Collected data:
PR #271, opened 2021-12-03
database store tests and documentation

ludydoo:
Added documentation for the database store
Added tests for the database store, and found a bug or two

### DIFF
--- a/go.mod
+++ b/go.mod
@@ -17,10 +17,12 @@ require (
 	github.com/gorilla/securecookie v1.1.1
 	github.com/gorilla/sessions v1.2.1
 	github.com/iancoleman/strcase v0.2.0
+	github.com/jackc/pgconn v1.10.1 // indirect
 	github.com/lib/pq v1.10.3
 	github.com/lithammer/shortuuid/v3 v3.0.7
 	github.com/looplab/fsm v0.3.0
 	github.com/manifoldco/promptui v0.9.0
+	github.com/mattn/go-sqlite3 v1.14.9 // indirect
 	github.com/ory/hydra-client-go v1.10.6
 	github.com/rs/cors v1.8.0
 	github.com/satori/go.uuid v1.2.0
@@ -37,5 +39,5 @@ require (
 	gopkg.in/yaml.v3 v3.0.0-20210107192922-496545a6307b
 	gorm.io/driver/postgres v1.2.1
 	gorm.io/driver/sqlite v1.2.3
-	gorm.io/gorm v1.22.2
+	gorm.io/gorm v1.22.4
 )
--- a/pkg/store/clear.go
+++ b/pkg/store/clear.go
@@ -2,15 +2,34 @@ package store
 
 import (
 	"context"
+	"errors"
+	"fmt"
 	"github.com/nrc-no/core/pkg/logging"
 	"github.com/nrc-no/core/pkg/sql/convert"
 	"go.uber.org/zap"
 	"gorm.io/gorm"
+	"os"
 )
+
+const clearProtectionEnvVar = "VERY_DANGEROUSLY_ALLOW_TO_CLEAR_DB"
+
+func checkClearProtection(ctx context.Context) error {
+	l := logging.NewLogger(ctx)
+	requiredEnvVar, ok := os.LookupEnv(clearProtectionEnvVar)
+	if len(requiredEnvVar) == 0 || !ok || requiredEnvVar != "yes" {
+		l.Error(fmt.Sprintf("Cannot run the Clear method. You must set the %s=yes environment variable\n", clearProtectionEnvVar))
+		return errors.New("required environment variable not present")
+	}
+	return nil
+}
 
 // Clear deletes everything from the database. Useful for development.
 // Be careful in production...
 func Clear(ctx context.Context, db *gorm.DB) error {
+
+	if err := checkClearProtection(ctx); err != nil {
+		return err
+	}
 
 	l := logging.NewLogger(ctx)
 
--- a/pkg/store/clear.go
+++ b/pkg/store/clear.go
@@ -8,6 +8,8 @@ import (
 	"gorm.io/gorm"
 )
 
+// Clear deletes everything from the database. Useful for development.
+// Be careful in production...
 func Clear(ctx context.Context, db *gorm.DB) error {
 
 	l := logging.NewLogger(ctx)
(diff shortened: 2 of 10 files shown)


go.mod
```diff
@@ -17,10 +17,12 @@ require (
 	github.com/gorilla/securecookie v1.1.1
 	github.com/gorilla/sessions v1.2.1
 	github.com/iancoleman/strcase v0.2.0
+	github.com/jackc/pgconn v1.10.1 // indirect
```
internetti, line 20: what does the indirect mean?

ludydoo: It's a dependency that is not directly used by our code, but is required by another dependency (in this case `gorm.io/gorm`, which is our database connection). 
It's needed because this package exposes the errors that are returned by the database, and we need to check the database error and map it to an api error, for example `ErrUniqueConstraint` -> `HTTP 409 Conflict`

ludydoo: It's also just used in our tests

pkg/store/clear.go
```diff
@@ -8,6 +8,8 @@ import (
 	"gorm.io/gorm"
 )
 
+// Clear deletes everything from the database. Useful for development.
+// Be careful in production...
 func Clear(ctx context.Context, db *gorm.DB) error {
```
internetti, line 14: should we add a check for the environment here?

internetti: or create a command line script for it instead of having that in the code

pkg/store/database.go
```diff
@@ -6,36 +6,63 @@ import (
...
 }
 
+type deleteDatabaseFn func(db *gorm.DB, databaseId string) error
+type createDatabaseFn func(db *gorm.DB, database *types.Database) error
+
+// databaseStore is the implementation of DatabaseStore
 type databaseStore struct {
+	// db is the database Factory
 	db Factory
+	// deleteDatabase is a function for deleting the backing sql database
```
internetti, line 54: what does backing mean?

ludydoo: when we create an object `Database`, it creates an actual `SQL Database` on the database server...

pkg/store/clear.go
ludydoo: Yeah, i'll add a `CORE_VERY_DANGEROUSLY_ALLOW_CLEAR_DB` env var, needed to run this

pkg/store/database.go
internetti: could we say "actual" instead of "backing" then? "backing" sounds like "supporting" to me

ludydoo: done :)

internetti:
okay, so this does look good to me, but could someone with more go expertise check this? @nilueps

pkg/store/clear.go
```diff
@@ -2,14 +2,35 @@ package store
...
+	"errors"
+	"fmt"
 	"github.com/nrc-no/core/pkg/logging"
 	"github.com/nrc-no/core/pkg/sql/convert"
 	"go.uber.org/zap"
 	"gorm.io/gorm"
+	"os"
 )
 
+const clearProtectionEnvVar = "VERY_DANGEROUSLY_ALLOW_TO_CLEAR_DB"
```
nilueps, line 14: could we define these in a centralized place?

ludydoo: We could, but this one is really a one-off, and the user will get this message when doing `go run . clear` .. 
Also, it's not clear where we would put them, since we don't use env vars anyway, (we use cobra/viper `yaml` config file)

pkg/store/context.go
```diff
@@ -9,6 +9,21 @@ import (
...
+// storeName is the name of the store, for logging purposes
+// actionName is the name of the action being done, for logging purposes
+// fields is an arbitrary list of fields for logging
+//
+// Returns
+// context.Context the new populated request context with the logger
+// gorm.DB the database connection
+// zap.Logger the logger
+// doneFunc the function that logs the execution time
 func actionContext(ctx context.Context, factory Factory, storeName, actionName string, fields ...zap.Field) (context.Context, *gorm.DB, *zap.Logger, func(), error) {
```
nilueps, line 27:
```suggestion
func actionContext(ctx context.Context, factory Factory, storeName, actionName string, fields ...zap.Field) (context.Context, *gorm.DB, *zap.Logger, doneFunc func(), error) {
```

I think naming the closure will make using the function easier

pkg/store/context.go
```diff
@@ -9,7 +9,22 @@ import (
...
+// storeName is the name of the store, for logging purposes
+// actionName is the name of the action being done, for logging purposes
+// fields is an arbitrary list of fields for logging
+//
+// Returns
+// context.Context the new populated request context with the logger
+// gorm.DB the database connection
+// zap.Logger the logger
+// doneFunc the function that logs the execution time
+func actionContext(ctx context.Context, factory Factory, storeName, actionName string, fields ...zap.Field) (context.Context, *gorm.DB, *zap.Logger, doneFunc func(), error) {
```
nilueps, line 27: turns out we can't mix named and unamed return values
```suggestion
func actionContext(ctx context.Context, factory Factory, storeName, actionName string, fields ...zap.Field) (ctx context.Context, dbConn *gorm.DB, logger *zap.Logger, doneFunc func(), err error) {
```

pkg/store/errors.go
```diff
@@ -0,0 +1,59 @@
...
+type pgErr struct {
+	err *pgconn.PgError
+}
+
+func (s *pgErr) IsErrCode(code string) bool {
+	return s.err.Code == code
+}
+
+func (s *pgErr) IsUniqueConstraintErr() bool {
+	return s.IsErrCode("23505")
```
nilueps, line 41: Where does this number come from?

nilueps (commented):
Looks good in general

pkg/store/errors.go
ludydoo: This is a documented PostgreSQL error code. 
https://www.postgresql.org/docs/13/errcodes-appendix.html

ludydoo: Gonna add this link to the file

pkg/store/clear.go
neb42: I'd be quite nervous leaving this code in when we deploy a production version. A misconfigured environment could wipe the database with no warning.

ludydoo:
@nilueps  if it lgty, you can add the comment, we got some good review on this

pkg/store/errors.go
neb42: May be worth making it a variable

ludydoo: Just did ;)

PR #272, opened 2021-12-03
Tests and documentation for the Folder store

ludydoo:
**Changes to the `store.Suite`**
There was already logic to setup a `store.DatabaseSuite` test suite. I've renamed this to just `store.Suite`. This `store.Suite` is the parent `Suite` for all store tests. 
So there is now `store.Suite` (instead of `store.DatabaseSuite`), and methods like
- `func (s *Suite) TestDatabaseCreate() {}`
- `func (s *Suite) TestFolderCreate() {}` 
- ...

**Changes in this PR**
- Removed unecessary `db.WithContext(ctx)`as this logic is already in the `store.actionContext`, which is the boilerplate code for all store actions.
- Added checks when creating a `Folder` for the existence of the `Database` and `parent` folder (if any), as well as the appropriate error messages
- Fixed error where a foreign key constraint would fail, even if we specify an empty string for the `Folder.parent`. 
- Fixed error where deleting a **parent** folder would fail because the foreign key constraint `OnDelete` was not set to `Cascade`
- Added tests for `store.FolderStore` for `create`, `get`, `list`, `delete`

### DIFF
--- a/pkg/store/database.go
+++ b/pkg/store/database.go
@@ -26,9 +26,9 @@ type DatabaseStore interface {
 // NewDatabaseStore returns a new DatabaseStore
 func NewDatabaseStore(db Factory) DatabaseStore {
 	return &databaseStore{
-		db:             db,
-		deleteDatabase: convert.DeleteDatabaseSchemaIfExist,
-		createDatabase: convert.CreateDatabase,
+		db:                   db,
+		deleteDatabaseSchema: convert.DeleteDatabaseSchemaIfExist,
+		createDatabaseSchema: convert.CreateDatabase,
 	}
 }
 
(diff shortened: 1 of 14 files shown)


pkg/store/database_test.go
```diff
@@ -7,204 +7,174 @@ import (
...
-			return nil
-		},
-		db: d.dbFactory,
-	}
-	d.store = s
-}
-
-func (d *DatabaseSuite) TestCreate() {
+// TestDatabaseCreate tests that we can create a database successfully
+func (d *Suite) TestDatabaseCreate() {
```
nilueps, line 14: some of these receivers are named `d`, while others are named `s`; could we choose one, just for the sake of consistency?

pkg/store/database.go
```diff
@@ -101,7 +101,7 @@ func (d *databaseStore) Delete(ctx context.Context, databaseID string) error {
 	err = db.Transaction(func(tx *gorm.DB) error {
 
 		l.Debug("deleting database schema")
-		if err := d.deleteDatabase(tx, databaseID); err != nil {
+		if err := d.deleteDatabaseSchema(tx, databaseID); err != nil {
 			l.Error("failed to delete database schema", zap.Error(err))
 			return meta.NewInternalServerError(err)
```
nilueps, line 106: Not a big deal, by why are these status and error messages store in a package called `meta`. It's a little confusing IMHO.

ludydoo: It's like.. meta stuff for the api, like status code, error codes, that kind of stuff

pkg/store/database_test.go
ludydoo: Nice find, will update

nilueps (approved):
All tests passing on my end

__REQUIREMENT__:
Match on "actual" and report each line of the data above that has it.

__TASK RESPONSE__:
ludydoo: when we create an object `Database`, it creates an actual `SQL Database` on the database server...
internetti: could we say "actual" instead of "backing" then? "backing" sounds like "supporting" to me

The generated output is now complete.